BY JEFFREY BLAIR LATTA
Partly, this is a result of the military's heavy-handed clamp-down on all transportation into and out of the disaster zone. If a recent article in Maclean's ("Disaster in the Limestone City") is to be believed, this cordon is being especially enforced in the case of reporters, with the effective result of a ban on anyone even seen to be carrying a camera.
This may be the only explanation we require to explain the strangely ambiguous reports, but, just the same, I cannot help but suspect there is another reason, one more voluntary in origin...
You see, I was in Kingston the night of October 31 -- the first night of the disaster. I know what it is the soldiers are presently facing, and I can hardly blame any reporter who, learning even a tenth of what I have learned, feels it necessary to turn in a report in somewhat expurgated form. If nothing else, any publisher who dared to print the facts in toto would find him or herself branded either incompetent, a hoaxer, or insane.
Having said as much, I now intend to do precisely that, to reveal the complete and unedited facts as I lived them during the days of October 30th and 31st, those marking my own encounter with the disaster. Why do I feel it necessary to tell this story? Partly, I am driven by a simple need to unburden myself of the crushing weight I have carried all this last week.
Partly, though, I wish to tell my story in the hopes that I might influence events; specifically, that I might encourage the armed forces to take certain necessary steps which I fear they are not taking.
Knowing the nature and magnitude of the disaster against which they are presently struggling, I can hardly expect them to expend energy on what might seem like trivial side issues. With my story, though, I hope to make clear that, however appallingly dire and immediate may be the present threat, it nonetheless pales before a still greater peril, one which might be dealt with quickly and definitively with but a few sticks of dynamite.
Then too, I feel a certain obligation to reveal what I know concerning the fate of Globe and Mail reporter, Howard Noel, whose disappearance last year has caused such concern at his paper.

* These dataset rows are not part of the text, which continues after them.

PR #1216, opened 2024-02-19
Update ODS-CI image with Python version arg = 3.11

manosnoam:


ods_ci/build/Dockerfile
```diff
@@ -60,9 +60,10 @@ RUN  chmod +x ods_ci/build/run.sh &&\
 COPY pyproject.toml .
 COPY poetry.lock .
 COPY README.md .
+RUN alternatives --install /usr/local/bin/python3 python3 /usr/bin/python${PYTHON_VERSION} 1
```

I have said that my own encounter with the origins of this disaster centred on the day preceding Halloween, but this is not strictly true. Though I did not know it at the time, a hint of what was to come reached me two winters previous when, in January of 1998, while at home in Toronto, I noted a small article printed in the Toronto Star concerning the so-called "Ice storm of '98".
The reader may vaguely recall that horrific natural disaster which struck Ontario, Quebec and New York only days after New Year. An unlikely combination of warm air in the upper atmosphere and below zero temperatures near the ground caused falling rain to freeze on trees and power lines, accumulating several inches of heavy ice, resulting in the complete and literal collapse of the electrical grid. In the middle of summer, this would not have proven such a problem, but, coming as it did in winter, the resulting week-long blackout created a disaster unparalleled in that part of Canada and the United States.
The article in the Toronto Star appeared a week after the ice storm itself, but many areas between Kingston and Montreal were still blacked out. The piece concerned the night of the storm itself, describing in detail the experience as witnessed by various citizens of Kingston.
It was an eerily evocative piece, as witnesses recalled that long dark night, waiting in vain for the light and heat to come back on; how, many of them, unaware of the heavy ice coating the burdened trees, wondered why, in spite of the wind, no branches swayed and the night was ominously still.
Nor could they account for the strange, brittle crashes which erupted out of the silence on an unnervingly regular basis, which went on and on all night long.
Of course, with dawn's light, they understood that the sound had been the shattering of innumerable branches weighted with the terrible ice. Again and again, the same phrase was used as the witnesses recounted their shock on encountering the dreadful devastation wrought in the night: "Like a war zone", they said.
But, in that article, a further detail was described. Several of the witnesses recalled noticing eerie flashes of blue-white light, bursts of luminance which many of them attributed to lightning. Yet, they noticed a strange regularity to the flashes. The bursts seemed to occur in groups with quiescent periods in between.
Along with the motionless trees, the breathless hush, the shattering crashes, the cold and the dark, these inexplicable lights only added to the growing alarm of the anxious witnesses.
The article went on to explain that there was some present disagreement as to the cause of these odd flashes, some believing they were occasioned by arcs of electricity created by power lines touching under their burdens of ice; others attributed the lights to the explosions of several electrical substations throughout the city.
At the time, I accepted these explanations and gave the story no more thought.
But now, having witnessed for myself what occurred in Kingston on the night of October 31 nearly two years later, I believe I know what caused those eerie flashes, and knowing, I find myself overcome with a truly numbing horror.
When I think of that January night, of those people standing gazing unknowing from bedroom windows, the darkness broken again and again by bursts of livid radiance, I say, when I think of what walked those frozen streets in the chill dark and the silent devastation...and why...
My story began with a positively mysterious letter from my uncle, Tobias Marshal.
Uncle Tobias, the brother to my late father, was a physics professor at Queen's university and, though I had only occasionally visited him at his home in Kingston, we corresponded on a fairly regular basis. I am myself an English professor at the University of Toronto (hence, prone to a certain overly-florid elocution) and completely hopeless where science is concerned, but, somehow, as fellow educators, the two of us have always managed to find enough of common interest.
This letter, however, was far from the usual friendly missive. The tone seemed queerly urgent, hysterical even. At the same time, it was remarkably short on specifics.
Uncle Tobias urged me to visit him immediately. Any delay, he seemed to feel, would be too late. Too late for what, he did not say.
To force the issue, he had even gone so far as to buy me tickets on a train leaving the very next day. Whereas under other circumstances, I might have found this behaviour exceedingly rude, the whole tone of his letter left no room for other than acquiescence.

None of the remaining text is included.